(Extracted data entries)
PR #7404, opened 2023-06-24
fix: refine OVMF search paths

twelho:
The static paths for the OVMF firmware are limited, and won't match, for example, any of the files installed by `edk2-ovmf` on a Fedora 38 system. This change separates the search paths and filenames, making sure all combinations are covered when looking for a suitable firmware. Similarly also cleans up the OVMF vars lookup.

## Acceptance

### DIFF
--- a/pkg/provision/providers/qemu/arch.go
+++ b/pkg/provision/providers/qemu/arch.go
@@ -5,7 +5,6 @@
 package qemu
 
 import (
-	"os"
 	"os/exec"
 	"path/filepath"
 )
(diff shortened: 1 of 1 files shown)


pkg/provision/providers/qemu/arch.go
```diff
@@ -94,25 +93,43 @@ func (arch Arch) PFlash(uefiEnabled, secureBootEnabled bool, extraUEFISearchPath
...
+		}
+
+		if !secureBootEnabled {
+			uefiSourceFiles = append(uefiSourceFiles, uefiSourceFilesInsecure...)
+		}
+
+		// Append extra search paths
 		for _, p := range extraUEFISearchPaths {
-			uefiSourcePaths = append(uefiSourcePaths, filepath.Join(p, "OVMF.fd"))
+			uefiSourcePathPrefixes = append(uefiSourcePathPrefixes, p)
```
frezbo, line 124:
```suggestion
			uefiSourcePathPrefixes = append(uefiSourcePathPrefixes, extraUEFISearchPaths...)
```

this would avoid the looping

pkg/provision/providers/qemu/arch.go
```diff
@@ -94,25 +93,43 @@ func (arch Arch) PFlash(uefiEnabled, secureBootEnabled bool, extraUEFISearchPath
...
 		}
 
-		if secureBootEnabled {
-			// picking exactly the last one, as it's the one having secure boot enabled
-			uefiSourcePaths = uefiSourcePaths[len(uefiSourcePaths)-1:]
+		var uefiSourcePaths []string
+
+		for _, p := range uefiSourcePathPrefixes {
+			for _, f := range uefiSourceFiles {
+				uefiSourcePaths = append(uefiSourcePaths, filepath.Join(p, f))
```
frezbo, line 131: this would mean `OVMF_CODE.secboot.fd` would get picked instead of `OVMF_CODE_4M.secboot.fd`, would prefer the 4M first, easy thing would be th re-arrange here https://github.com/siderolabs/talos/pull/7404/files#diff-0d7b72e333912658fa67ecfdfa944c0076a1f0643d6e1970d05c34546958738eR106

pkg/provision/providers/qemu/pflash.go
```diff
@@ -70,19 +70,41 @@ func (p *provisioner) createPFlashImages(state *vm.State, nodeName string, pflas
...
+
+		for _, p := range ovmfVarsPathPrefixes {
+			for _, f := range ovmfVarsFiles {
+				ovmfVarsPaths = append(ovmfVarsPaths, filepath.Join(p, f))
 			}
 		}
 
+		var ovmfVars string
+
+		for _, p := range ovmfVarsPaths {
```
frezbo, line 96: we can combine the loop above into this and breaking on the first existing file

frezbo (commented):
Thank you for this, this is so much cleaner, just small nits. Also might take a look at #7403 which removes some code kind of related to this

frezbo:
> 

if it's easier I can merge #7403 first and you can rebase on top of it

pkg/provision/providers/qemu/pflash.go
twelho: I've intentionally separated the two loops to allow for returning the considered paths in the error below, this is invaluable information when debugging a missing package, search path etc.

twelho:
Nits fixed, thanks for the quick review.

> if it's easier I can merge #7403 first and you can rebase on top of it

Based on a quick look https://github.com/siderolabs/talos/pull/7403 removes some of the duplication between `arch` and `pflash`, which would also be beneficial here. I can rebase on top of it if it gets merged first.

pkg/provision/providers/qemu/pflash.go
frezbo: i believe we can still do as the else condition for the `os.Stat` since we break on first file found, so end of loop means we can't find the file and directly return the error?

```go
var ovmfVarsPaths []string
var ovmfVars string

		for _, p := range ovmfVarsPathPrefixes {
                        found := false
			for _, f := range ovmfVarsFiles {
				ovmfVarsPaths = append(ovmfVarsPaths, filepath.Join(p, f))

                                if _, err := os.Stat(filepath.Join(p, f)); err == nil {
				ovmfVars = p
                                found = true
                      
				break
			}
                        if found {
                              break
                       }
			}
		}

if ovmfVars == "" {
			return nil, fmt.Errorf("failed to find OVMF vars in %q", ovmfVarsPaths)
		}
```

something around this (apologies for the bad formatting)

pkg/provision/providers/qemu/arch.go
```diff
@@ -94,31 +93,52 @@ func (arch Arch) PFlash(uefiEnabled, secureBootEnabled bool, extraUEFISearchPath
...
 		}
 
-		if secureBootEnabled {
-			// picking exactly the last one, as it's the one having secure boot enabled
-			uefiSourcePaths = uefiSourcePaths[len(uefiSourcePaths)-1:]
-			uefiVarsSourcePaths = uefiVarsSourcePaths[len(uefiVarsSourcePaths)-1:]
+		// Append extra search paths
+		uefiSourcePathPrefixes = append(uefiSourcePathPrefixes, extraUEFISearchPaths...)
+
+		var uefiSourcePaths []string
```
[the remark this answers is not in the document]
twelho: This is what gets returned as `SourcePaths` for the `PFlash` object below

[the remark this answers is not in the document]
twelho: (The diff doesn't show it since the name hasn't changed)

pkg/provision/providers/qemu/pflash.go
twelho: (This change is not needed now that https://github.com/siderolabs/talos/pull/7403 is merged)

PR #7407, opened 2023-06-26
chore: format and cleanup test scripts

frezbo:
This formats and cleanups the test scripts.

### DIFF
--- a/hack/test/e2e-qemu.sh
+++ b/hack/test/e2e-qemu.sh
@@ -4,28 +4,27 @@ set -eou pipefail
 
 export USER_DISKS_MOUNTS="/var/lib/extra,/var/lib/p1,/var/lib/p2"
 
+# shellcheck source=/dev/null
 source ./hack/test/e2e.sh
 
 PROVISIONER=qemu
-CLUSTER_NAME=e2e-${PROVISIONER}
+CLUSTER_NAME="e2e-${PROVISIONER}"
+
+QEMU_FLAGS=()
 
 case "${CI:-false}" in
-  true)
-    QEMU_FLAGS=""
-    INSTALLER_TAG="${TAG}"
+  false)
+    QEMU_FLAGS+=("--with-bootloader=false")
     ;;
   *)
-    QEMU_FLAGS="--with-bootloader=false"
-    INSTALLER_TAG="latest"
     ;;
 esac
 
 case "${CUSTOM_CNI_URL:-false}" in
   false)
-    CUSTOM_CNI_FLAG=
     ;;
   *)
-    CUSTOM_CNI_FLAG="--custom-cni-url=${CUSTOM_CNI_URL}"
+    QEMU_FLAGS+=("--custom-cni-url=${CUSTOM_CNI_URL}")
     ;;
 esac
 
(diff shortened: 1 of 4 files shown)


hack/test/e2e.sh
```diff
@@ -49,127 +51,126 @@ PROVISIONER=
...
 
 # Create a cluster via CAPI.
 function create_cluster_capi {
   trap cleanup_capi EXIT
 
-  ${KUBECTL} --kubeconfig /tmp/e2e/docker/kubeconfig apply -f ${TMP}/cluster.yaml
+  ${KUBECTL} --kubeconfig /tmp/e2e/docker/kubeconfig apply -f "${TMP}/cluster.yaml"
 
   # Wait for first controlplane machine to have a name
-  timeout=$(($(date +%s) + ${TIMEOUT}))
```
smira, line 62: this dropped `$` looks weird

frezbo: that's intentional, no need of interpolation when using the `$((` syntax

frezbo: https://www.shellcheck.net/wiki/SC2004

smira (approved):

hack/test/e2e-qemu.sh
```diff
@@ -173,19 +164,12 @@ function create_cluster {
     --cidr=172.20.1.0/24 \
     --user-disk=/var/lib/extra:100MB \
     --user-disk=/var/lib/p1:100MB:/var/lib/p2:100MB \
-    --install-image=${INSTALLER_IMAGE} \
+    --install-image="${INSTALLER_IMAGE}" \
     --with-init-node=false \
-    --cni-bundle-url=${ARTIFACTS}/talosctl-cni-bundle-'${ARCH}'.tar.gz \
+    --cni-bundle-url="${ARTIFACTS}/talosctl-cni-bundle-\${ARCH}.tar.gz" \
```
DmitriyMV, line 169: I'm not bash expert so is there any reason for `\` before `${ARCH}` here?

smira:
looks like `e2e` is broken

hack/test/e2e.sh
```diff
@@ -198,25 +199,25 @@ function get_kubeconfig {
...
 
 function build_registry_mirrors {
   if [[ "${CI:-false}" == "true" ]]; then
-    REGISTRY_MIRROR_FLAGS=
+    REGISTRY_MIRROR_FLAGS=()
 
     for registry in docker.io registry.k8s.io quay.io gcr.io ghcr.io registry.dev.talos-systems.io; do
       local service="registry-${registry//./-}.ci.svc"
-      local addr=`python3 -c "import socket; print(socket.gethostbyname('${service}'))"`
+      addr=$(python3 -c "import socket; print(socket.gethostbyname('${service}'))")
```
DmitriyMV, line 214: Why drop `local`?

frezbo:
> looks like `e2e` is broken

i think i fixed that now, let's see

DmitriyMV (approved):
🆒 usage of bash arrays.

hack/test/e2e-qemu.sh
frezbo: so that it does not expand, the cli expect `${ARCH}` as is and not expanded

hack/test/e2e.sh
frezbo: https://www.shellcheck.net/wiki/SC2155

hack/test/e2e-qemu.sh
DmitriyMV: Ah! Can't we use single quotes here tho?

hack/test/e2e.sh
DmitriyMV: Maybe declare it separately then?

frezbo: that didn't matter much here :sweat_smile:

hack/test/e2e-qemu.sh
frezbo: since the whole expression is inside a double quote, it would still expand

▸ REQUIREMENT
Find the lines that mention "package" in the entries and show them.

▸ RESULT OF THIS EXERCISE
 package qemu
twelho: I've intentionally separated the two loops to allow for returning the considered paths in the error below, this is invaluable information when debugging a missing package, search path etc.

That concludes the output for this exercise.